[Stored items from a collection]

+---+

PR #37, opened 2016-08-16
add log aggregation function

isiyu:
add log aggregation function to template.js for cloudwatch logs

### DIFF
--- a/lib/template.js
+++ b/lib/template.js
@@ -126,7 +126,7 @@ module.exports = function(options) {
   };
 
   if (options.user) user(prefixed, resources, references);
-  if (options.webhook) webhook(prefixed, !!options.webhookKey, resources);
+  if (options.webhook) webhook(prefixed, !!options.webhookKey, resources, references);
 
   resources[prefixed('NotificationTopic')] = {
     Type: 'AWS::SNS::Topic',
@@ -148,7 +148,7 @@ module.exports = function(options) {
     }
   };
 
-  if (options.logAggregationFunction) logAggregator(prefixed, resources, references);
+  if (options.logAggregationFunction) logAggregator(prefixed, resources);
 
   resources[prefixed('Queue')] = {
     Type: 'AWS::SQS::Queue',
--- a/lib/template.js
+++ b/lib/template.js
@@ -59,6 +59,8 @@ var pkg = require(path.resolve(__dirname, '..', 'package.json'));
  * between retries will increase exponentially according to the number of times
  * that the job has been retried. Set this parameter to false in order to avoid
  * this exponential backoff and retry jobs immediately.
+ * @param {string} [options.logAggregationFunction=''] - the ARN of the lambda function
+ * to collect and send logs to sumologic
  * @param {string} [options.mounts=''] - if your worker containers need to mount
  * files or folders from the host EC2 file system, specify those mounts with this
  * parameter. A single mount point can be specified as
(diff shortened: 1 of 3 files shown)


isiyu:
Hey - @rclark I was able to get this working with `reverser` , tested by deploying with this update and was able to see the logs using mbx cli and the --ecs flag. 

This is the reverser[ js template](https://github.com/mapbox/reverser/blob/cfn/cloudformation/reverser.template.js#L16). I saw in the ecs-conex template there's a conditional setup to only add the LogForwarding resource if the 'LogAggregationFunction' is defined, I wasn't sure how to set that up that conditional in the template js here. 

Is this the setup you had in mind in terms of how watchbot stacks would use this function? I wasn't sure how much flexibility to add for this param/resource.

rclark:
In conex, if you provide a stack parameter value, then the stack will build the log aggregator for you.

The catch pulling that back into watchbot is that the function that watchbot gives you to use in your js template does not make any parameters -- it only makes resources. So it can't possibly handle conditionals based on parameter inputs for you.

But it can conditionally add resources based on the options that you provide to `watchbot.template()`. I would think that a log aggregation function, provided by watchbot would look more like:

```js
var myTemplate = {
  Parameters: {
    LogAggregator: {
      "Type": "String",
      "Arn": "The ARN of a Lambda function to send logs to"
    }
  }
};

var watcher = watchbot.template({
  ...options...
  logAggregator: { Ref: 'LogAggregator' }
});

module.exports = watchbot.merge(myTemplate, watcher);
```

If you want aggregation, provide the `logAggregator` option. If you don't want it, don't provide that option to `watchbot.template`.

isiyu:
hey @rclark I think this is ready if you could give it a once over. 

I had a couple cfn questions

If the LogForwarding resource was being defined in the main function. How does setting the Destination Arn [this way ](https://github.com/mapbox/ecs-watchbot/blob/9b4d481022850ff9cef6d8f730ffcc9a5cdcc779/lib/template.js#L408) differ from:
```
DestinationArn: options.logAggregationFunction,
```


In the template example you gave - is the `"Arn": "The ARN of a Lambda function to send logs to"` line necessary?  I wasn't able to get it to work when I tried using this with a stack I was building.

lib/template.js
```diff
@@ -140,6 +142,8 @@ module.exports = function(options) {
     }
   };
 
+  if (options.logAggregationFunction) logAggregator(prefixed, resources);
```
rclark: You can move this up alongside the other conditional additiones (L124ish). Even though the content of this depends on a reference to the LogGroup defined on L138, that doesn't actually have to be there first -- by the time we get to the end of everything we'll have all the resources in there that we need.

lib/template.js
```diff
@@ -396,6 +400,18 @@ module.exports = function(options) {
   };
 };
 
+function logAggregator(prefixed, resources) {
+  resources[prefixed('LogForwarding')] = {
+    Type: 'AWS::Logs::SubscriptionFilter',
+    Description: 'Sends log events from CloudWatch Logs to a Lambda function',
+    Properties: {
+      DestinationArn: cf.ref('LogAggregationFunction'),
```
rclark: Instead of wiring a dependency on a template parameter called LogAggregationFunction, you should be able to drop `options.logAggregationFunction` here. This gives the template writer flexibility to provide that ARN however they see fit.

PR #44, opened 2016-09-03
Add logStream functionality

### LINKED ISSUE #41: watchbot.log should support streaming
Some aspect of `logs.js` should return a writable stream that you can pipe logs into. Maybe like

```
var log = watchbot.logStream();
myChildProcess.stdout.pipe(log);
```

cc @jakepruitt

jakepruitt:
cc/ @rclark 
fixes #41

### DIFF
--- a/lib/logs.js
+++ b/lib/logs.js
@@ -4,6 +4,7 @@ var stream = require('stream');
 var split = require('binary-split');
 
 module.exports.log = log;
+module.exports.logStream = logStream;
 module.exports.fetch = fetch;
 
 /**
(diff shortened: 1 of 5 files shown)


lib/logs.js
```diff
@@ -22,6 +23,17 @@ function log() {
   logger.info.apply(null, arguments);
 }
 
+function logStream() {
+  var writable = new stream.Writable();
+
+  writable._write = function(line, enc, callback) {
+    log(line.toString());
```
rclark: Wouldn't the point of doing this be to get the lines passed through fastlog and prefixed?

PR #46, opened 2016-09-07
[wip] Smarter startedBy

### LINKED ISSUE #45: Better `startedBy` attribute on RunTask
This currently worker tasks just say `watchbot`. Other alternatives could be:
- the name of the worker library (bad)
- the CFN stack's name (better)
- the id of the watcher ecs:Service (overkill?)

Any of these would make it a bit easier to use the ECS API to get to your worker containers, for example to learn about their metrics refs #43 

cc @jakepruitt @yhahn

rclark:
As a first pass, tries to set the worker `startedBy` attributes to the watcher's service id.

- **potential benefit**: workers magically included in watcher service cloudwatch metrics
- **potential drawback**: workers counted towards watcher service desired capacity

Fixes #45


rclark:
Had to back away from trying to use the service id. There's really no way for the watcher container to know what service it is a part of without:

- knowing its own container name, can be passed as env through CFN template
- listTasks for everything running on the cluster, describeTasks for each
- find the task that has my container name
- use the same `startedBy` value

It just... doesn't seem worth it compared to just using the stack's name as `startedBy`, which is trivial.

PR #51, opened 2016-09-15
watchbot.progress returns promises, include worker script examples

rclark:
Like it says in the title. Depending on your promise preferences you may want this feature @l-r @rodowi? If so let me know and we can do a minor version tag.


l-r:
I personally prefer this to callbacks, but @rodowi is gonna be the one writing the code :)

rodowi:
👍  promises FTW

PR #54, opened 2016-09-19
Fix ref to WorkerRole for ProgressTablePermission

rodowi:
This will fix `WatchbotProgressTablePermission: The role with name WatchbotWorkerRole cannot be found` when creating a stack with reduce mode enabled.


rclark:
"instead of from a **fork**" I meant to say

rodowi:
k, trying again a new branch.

+---+

| PROMPT |
Nothing should be left out: return all of the records exactly.

| PROBLEM SOLUTION |
PR #37, opened 2016-08-16
add log aggregation function

isiyu:
add log aggregation function to template.js for cloudwatch logs

### DIFF
--- a/lib/template.js
+++ b/lib/template.js
@@ -126,7 +126,7 @@ module.exports = function(options) {
   };
 
   if (options.user) user(prefixed, resources, references);
-  if (options.webhook) webhook(prefixed, !!options.webhookKey, resources);
+  if (options.webhook) webhook(prefixed, !!options.webhookKey, resources, references);
 
   resources[prefixed('NotificationTopic')] = {
     Type: 'AWS::SNS::Topic',
@@ -148,7 +148,7 @@ module.exports = function(options) {
     }
   };
 
-  if (options.logAggregationFunction) logAggregator(prefixed, resources, references);
+  if (options.logAggregationFunction) logAggregator(prefixed, resources);
 
   resources[prefixed('Queue')] = {
     Type: 'AWS::SQS::Queue',
--- a/lib/template.js
+++ b/lib/template.js
@@ -59,6 +59,8 @@ var pkg = require(path.resolve(__dirname, '..', 'package.json'));
  * between retries will increase exponentially according to the number of times
  * that the job has been retried. Set this parameter to false in order to avoid
  * this exponential backoff and retry jobs immediately.
+ * @param {string} [options.logAggregationFunction=''] - the ARN of the lambda function
+ * to collect and send logs to sumologic
  * @param {string} [options.mounts=''] - if your worker containers need to mount
  * files or folders from the host EC2 file system, specify those mounts with this
  * parameter. A single mount point can be specified as
(diff shortened: 1 of 3 files shown)


isiyu:
Hey - @rclark I was able to get this working with `reverser` , tested by deploying with this update and was able to see the logs using mbx cli and the --ecs flag. 

This is the reverser[ js template](https://github.com/mapbox/reverser/blob/cfn/cloudformation/reverser.template.js#L16). I saw in the ecs-conex template there's a conditional setup to only add the LogForwarding resource if the 'LogAggregationFunction' is defined, I wasn't sure how to set that up that conditional in the template js here. 

Is this the setup you had in mind in terms of how watchbot stacks would use this function? I wasn't sure how much flexibility to add for this param/resource.

rclark:
In conex, if you provide a stack parameter value, then the stack will build the log aggregator for you.

The catch pulling that back into watchbot is that the function that watchbot gives you to use in your js template does not make any parameters -- it only makes resources. So it can't possibly handle conditionals based on parameter inputs for you.

But it can conditionally add resources based on the options that you provide to `watchbot.template()`. I would think that a log aggregation function, provided by watchbot would look more like:

```js
var myTemplate = {
  Parameters: {
    LogAggregator: {
      "Type": "String",
      "Arn": "The ARN of a Lambda function to send logs to"
    }
  }
};

var watcher = watchbot.template({
  ...options...
  logAggregator: { Ref: 'LogAggregator' }
});

module.exports = watchbot.merge(myTemplate, watcher);
```

If you want aggregation, provide the `logAggregator` option. If you don't want it, don't provide that option to `watchbot.template`.

isiyu:
hey @rclark I think this is ready if you could give it a once over. 

I had a couple cfn questions

If the LogForwarding resource was being defined in the main function. How does setting the Destination Arn [this way ](https://github.com/mapbox/ecs-watchbot/blob/9b4d481022850ff9cef6d8f730ffcc9a5cdcc779/lib/template.js#L408) differ from:
```
DestinationArn: options.logAggregationFunction,
```


In the template example you gave - is the `"Arn": "The ARN of a Lambda function to send logs to"` line necessary?  I wasn't able to get it to work when I tried using this with a stack I was building.

lib/template.js
```diff
@@ -140,6 +142,8 @@ module.exports = function(options) {
     }
   };
 
+  if (options.logAggregationFunction) logAggregator(prefixed, resources);
```
rclark: You can move this up alongside the other conditional additiones (L124ish). Even though the content of this depends on a reference to the LogGroup defined on L138, that doesn't actually have to be there first -- by the time we get to the end of everything we'll have all the resources in there that we need.

lib/template.js
```diff
@@ -396,6 +400,18 @@ module.exports = function(options) {
   };
 };
 
+function logAggregator(prefixed, resources) {
+  resources[prefixed('LogForwarding')] = {
+    Type: 'AWS::Logs::SubscriptionFilter',
+    Description: 'Sends log events from CloudWatch Logs to a Lambda function',
+    Properties: {
+      DestinationArn: cf.ref('LogAggregationFunction'),
```
rclark: Instead of wiring a dependency on a template parameter called LogAggregationFunction, you should be able to drop `options.logAggregationFunction` here. This gives the template writer flexibility to provide that ARN however they see fit.

PR #44, opened 2016-09-03
Add logStream functionality

### LINKED ISSUE #41: watchbot.log should support streaming
Some aspect of `logs.js` should return a writable stream that you can pipe logs into. Maybe like

```
var log = watchbot.logStream();
myChildProcess.stdout.pipe(log);
```

cc @jakepruitt

jakepruitt:
cc/ @rclark 
fixes #41

### DIFF
--- a/lib/logs.js
+++ b/lib/logs.js
@@ -4,6 +4,7 @@ var stream = require('stream');
 var split = require('binary-split');
 
 module.exports.log = log;
+module.exports.logStream = logStream;
 module.exports.fetch = fetch;
 
 /**
(diff shortened: 1 of 5 files shown)


lib/logs.js
```diff
@@ -22,6 +23,17 @@ function log() {
   logger.info.apply(null, arguments);
 }
 
+function logStream() {
+  var writable = new stream.Writable();
+
+  writable._write = function(line, enc, callback) {
+    log(line.toString());
```
rclark: Wouldn't the point of doing this be to get the lines passed through fastlog and prefixed?

PR #46, opened 2016-09-07
[wip] Smarter startedBy

### LINKED ISSUE #45: Better `startedBy` attribute on RunTask
This currently worker tasks just say `watchbot`. Other alternatives could be:
- the name of the worker library (bad)
- the CFN stack's name (better)
- the id of the watcher ecs:Service (overkill?)

Any of these would make it a bit easier to use the ECS API to get to your worker containers, for example to learn about their metrics refs #43 

cc @jakepruitt @yhahn

rclark:
As a first pass, tries to set the worker `startedBy` attributes to the watcher's service id.

- **potential benefit**: workers magically included in watcher service cloudwatch metrics
- **potential drawback**: workers counted towards watcher service desired capacity

Fixes #45


rclark:
Had to back away from trying to use the service id. There's really no way for the watcher container to know what service it is a part of without:

- knowing its own container name, can be passed as env through CFN template
- listTasks for everything running on the cluster, describeTasks for each
- find the task that has my container name
- use the same `startedBy` value

It just... doesn't seem worth it compared to just using the stack's name as `startedBy`, which is trivial.

PR #51, opened 2016-09-15
watchbot.progress returns promises, include worker script examples

rclark:
Like it says in the title. Depending on your promise preferences you may want this feature @l-r @rodowi? If so let me know and we can do a minor version tag.


l-r:
I personally prefer this to callbacks, but @rodowi is gonna be the one writing the code :)

rodowi:
👍  promises FTW

PR #54, opened 2016-09-19
Fix ref to WorkerRole for ProgressTablePermission

rodowi:
This will fix `WatchbotProgressTablePermission: The role with name WatchbotWorkerRole cannot be found` when creating a stack with reduce mode enabled.


rclark:
"instead of from a **fork**" I meant to say

rodowi:
k, trying again a new branch.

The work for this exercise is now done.